![image.png](attachment:image.png)

# Libreria Auxiliar

In [1]:
import pykalman as kalman
import pandas as pd
import datetime as dt
import numpy as np
import matplotlib.pyplot as plt
import os

from ipynb.fs.defs.ConstruccionBasedeDatos import BasedeDatos

from statsmodels.tsa.arima_model import ARIMA
import statsmodels.api as sm


import seaborn as sns

from sklearn.metrics import mean_absolute_error, mean_squared_error, r2_score

###  Filtro de Kalman

In [59]:
def kalman_fed_nyc(bd_all, X, y, n_factors, params,initial_state_mean,initial_state_covariance, test_size):
    import numpy as numpy
    from pykalman import KalmanFilter

    n_vars = len(y + X)
    
    ##############################################################################
    #Data
    
    bd = bd_all[y + X]
    size_drop = int(bd.shape[0]/3)
    
    bd = bd.drop(bd.index[
                        (bd.index < bd.index[size_drop]) * 
                        (bd.isna().any(axis = 1).values)
                        ])
    
    #Fijando base de referencia  en caso se haga un ejercicio de train test
    bd_data = bd[y]
    
    
    #No se recibe informacion test_size periodos
    if test_size>0:
        bd.loc[-test_size:,y] = np.nan
    
    ###############################################################################
    #Demean data

    mean = bd.mean()
    
    bd_demean = pd.DataFrame()
    
    for i in bd.columns:
        bd_demean[i] =  bd[i] - mean[i]
        
    
    ################################################################################
    #Llenando data faltante

    bd_demean = bd_demean.fillna(0)

    #Parametros
    phi   = params[0]
    var_m = params[1]
    rho   = params[2]
    var_e = params[3]
    beta  = params[4]

    ###############################################
    #Matriz de observables

    H = []

    for date in bd_demean.index:
        aux = np.zeros([n_vars,n_factors+n_vars])
        i_aux = np.eye(n_vars)
        for i_var,var in enumerate(bd_demean.columns):
            if (bd_demean.loc[date,var] != 0):
                aux[i_var,:] = np.array(list(beta[i_var,:]) + list(i_aux[i_var,:]))
        H.append(aux)



    observation_offset = [0] * n_vars
    observation_matrix = np.array(H)
    observation_covariance =  np.zeros([n_vars,n_vars])

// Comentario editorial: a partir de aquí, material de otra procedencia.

PR #17, opened 2017-05-23
Chunky refactor of clientside myFT button press handling with lots of tests

laurieboyes:
Prelude to this work-in-progress which will mean we can send CAPIv2 `directType` instead of CAPIv1 taxonomy: https://github.com/Financial-Times/n-myft-ui/compare/more-refactoring...direct-type-instead-of-taxonomy

Splits out a lot of the confusing logic in the `getInteractionHandler` function in myft-buttons.js into unit-tested modules.

There's still plenty of weirdness within, but this work at least separates it out and makes it more digestible. Weirdness includes:

- The _relationship-config.js_ file. This stores few properties that we need for each relationship type. It's pretty weird. Seems like all of this could be in data attributes on the form itself, and then perhaps all the different relationships could work on the same generic template  ¯\\\_(ツ)\_/¯
- The collection add/remove code still feels like a hack of the other button stuff. But anyway, I've done a bit to separate its logic into its own file. Feels like ideally it would have it's own separate code path.
- Collections does as many user-followed->concept requests as there are concepts within it, whereas really it should be doing this in a single request. This would mean tweaking the myFT client to allow access to the many-at-a-time stuff
- Probably more...


myft/ui/myft-buttons/init.js
```diff
@@ -0,0 +1,80 @@
...
+}
+
+export default function (opts) {
+	if (initialised) {
+		return;
+	} else {
+		initialised = true;
+
+		if (opts && opts.anonymous) {
+			anonEventListeners()
```
debugwand: semi-colon

laurieboyes: Another PR coming very soon 😁

PR #19, opened 2017-05-24
Accept directType instead of taxonomy

laurieboyes:
### Now directType compatible:
- follow button
- unfollow button
- instant alert button
- collections
- digest promo

### To do:
- [ ] make absolutely sure the react buttons aren’t used anywhere (they still just look at taxonomy)
- [ ] delete all the react button code


myft/ui/myft-buttons/collections.js
```diff
@@ -7,16 +7,43 @@ const idProperty = relationshipConfigs['followed'].idProperty;
...
-	}));
+	// CAPI2_CLEANUP
+	let taxonomies = [];
+	if (rawFormData.taxonomy) {
+		taxonomies = rawFormData.taxonomy.split(',');
+	}
+
+	let directTypes = [];
+	if (rawFormData.directType) {
+		directTypes = rawFormData.directType.split(',');
```
debugwand: this and the one above could be ternarys

PR #21, opened 2017-05-24
Remove the react versions of all buttons

laurieboyes:
With these gone, myFT UI is 100% cool with CAPIv2 `directType` instead of `taxonomy`.

_Almost completely certain_ we have nothing that still uses these. Nevertheless, I'll be good and release this as a breaking change then the worst-case scenario if I'm wrong will be that someone tries to update their stuff for CAPIv2 and they find the react buttons missing, so it'll be obviously broken and I can put them back in on a button-by-button basis in a minor release.

Also there were a load of npm dependencies we definitely don't use 🤷‍♂️. A load of the dev dependencies probably aren't used either but meh.


leggsimon:
You've removed all the dependancies. Is that right??

laurieboyes:
Ha, yeah I think so. As the only thing this component is ever used for on the server-side is to get the templates, it doesn't actually have any node dependencies. Unless you could the fact that the templates are in handlebars, but any app depending on this wouldn't have got this far without handlebars anyway 🤷‍♂️

PR #23, opened 2017-06-05
Collections: name becomes preflabel

debugwand:
* wait for myft-page and product-tour to update


debugwand:
it is a breaking change, so will be a major

keirog:
Ah, let’s catch up together about versioning before this release because I’ve claimed v6 already (in beta at the moment, and likely to stay in beta for at least another couple of weeks)

debugwand:
a couple of weeks is definitely too long, could you use a named branch instead?

PR #34, opened 2017-06-29
V7 o-migration

gvonkoss:


package.json
```diff
@@ -5,8 +5,9 @@
   "main": "server.js",
   "scripts": {
     "test": "echo \"Error: no test specified\" && exit 1",
+    "commit": "commit-wizard",
```
pixelandpage: Pretty sure we don't need the commit-wizard line

PR #35, opened 2017-07-04
Digest banner overlap and color fix

Thurst-ft:
Fixes for https://jira.ft.com/browse/NFT-871 and https://jira.ft.com/browse/NFT-872

Could someone confirm the changes I've made are inline with n-myft-ui styles.


GlynnPhillips:
Weirdly I can't remember what it looked like before. @Thurst-ft could you post a screen grab of how it looks after these changes so I can see what that background now looks like?

PR #36, opened 2017-07-07
changes inverse icon on hover

gvonkoss:


myft-common/main.scss
```diff
@@ -75,6 +75,12 @@
 
 		.n-myft-ui__button--inverse {
 			@include buttonWithIcon(26, 24, getColor('white'), 'plus', 'tick', getColor('black'));
+
+			&:hover {
+				&[aria-pressed="true"]:before {
```
keirog: Would you mind reducing the nesting here and just having `&:hover[aria-pressed="true"]:before`?

keirog: Or even better, `[aria-pressed="true"]:hover:before`

gvonkoss: merpo, I was trying `:before:hover` to no avail :D

PR #38, opened 2017-07-12
Save articles longer copy

pixelandpage:
Relater PR: https://github.com/Financial-Times/next-stream-page/pull/1876

For A/B testing.

Adds longer button text on myFT Save buttons on desktop devices while the myFtSaveButtonLongerCopy 'variant' flag is on for article and video pages.

Ideas on how to improve the nested handlebars logic would be welcome, but a lot of this complexity will be removed once we have the results of the A/B test (and if we're going ahead we will need a proper solution for handling Streams pages)

Gifs:
save-long-copy-article

save-long-copy-video

AND an updated Demo Page:
screen shot 2017-07-11 at 15 45 38

### DIFF
--- a/myft-common/index.js
+++ b/myft-common/index.js
@@ -13,10 +13,10 @@ module.exports = {
 
 		if (text) {
 			const textVariant = btn.getAttribute('data-text-variant');
-			const textEl = textVariant ? btn.querySelector(`.${textVariant}`) : btn;
+			const textEl = textVariant ? btn.querySelector('[data-variant-label]') : btn;
 			const alternateText = btn.getAttribute('data-alternate-text') || alternateAriaLabel;
 			textEl.textContent = alternateText;
-			if(btn.querySelector('.save-button-longer-copy')) {
+			if(textVariant) {
 				const setAltText = alternateText.includes('Saved') ? 'Save ' : 'Saved ';
 				btn.setAttribute('data-alternate-text', setAltText);
 			} else {
--- a/myft-common/index.js
+++ b/myft-common/index.js
@@ -12,8 +12,10 @@ module.exports = {
 		const text = btn.textContent || btn.innerText;
 
 		if (text) {
+			const textVariantId = btn.getAttribute('data-text-variant');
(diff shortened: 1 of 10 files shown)


myft-common/index.js
```diff
@@ -12,9 +12,16 @@ module.exports = {
 		const text = btn.textContent || btn.innerText;
 
 		if (text) {
+			const textVariant = btn.getAttribute('data-text-variant');
+			const textEl = textVariant ? btn.querySelector(`.${textVariant}`) : btn;
 			const alternateText = btn.getAttribute('data-alternate-text') || alternateAriaLabel;
-			btn.textContent = alternateText;
-			btn.setAttribute('data-alternate-text', text);
+			textEl.textContent = alternateText;
+			if(btn.querySelector('.save-button-longer-copy')) {
```
GlynnPhillips: Could we use a data attribute here instead of a class?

    H_ = np.zeros([n_vars,n_factors+n_vars])
    H_[:,:n_factors] = beta
    H_[:,n_factors:] = np.eye(n_vars)
    
    ###############################################
    #Transicion

    #Interceptos
    transition_offset = [0] * (n_factors + n_vars)

    #Matriz de transicion
    transition_matrix = np.zeros([n_factors + n_vars,n_factors + n_vars])
    transition_matrix[:n_factors,:n_factors] = np.diag(phi)
    transition_matrix[n_factors:,n_factors:] = np.diag(rho)

    #Varianzas 

    transition_covariance = np.zeros([n_factors + n_vars,n_factors + n_vars])
    transition_covariance[:n_factors,:n_factors] = np.diag(var_m)
    transition_covariance[n_factors:,n_factors:] = np.diag(var_e)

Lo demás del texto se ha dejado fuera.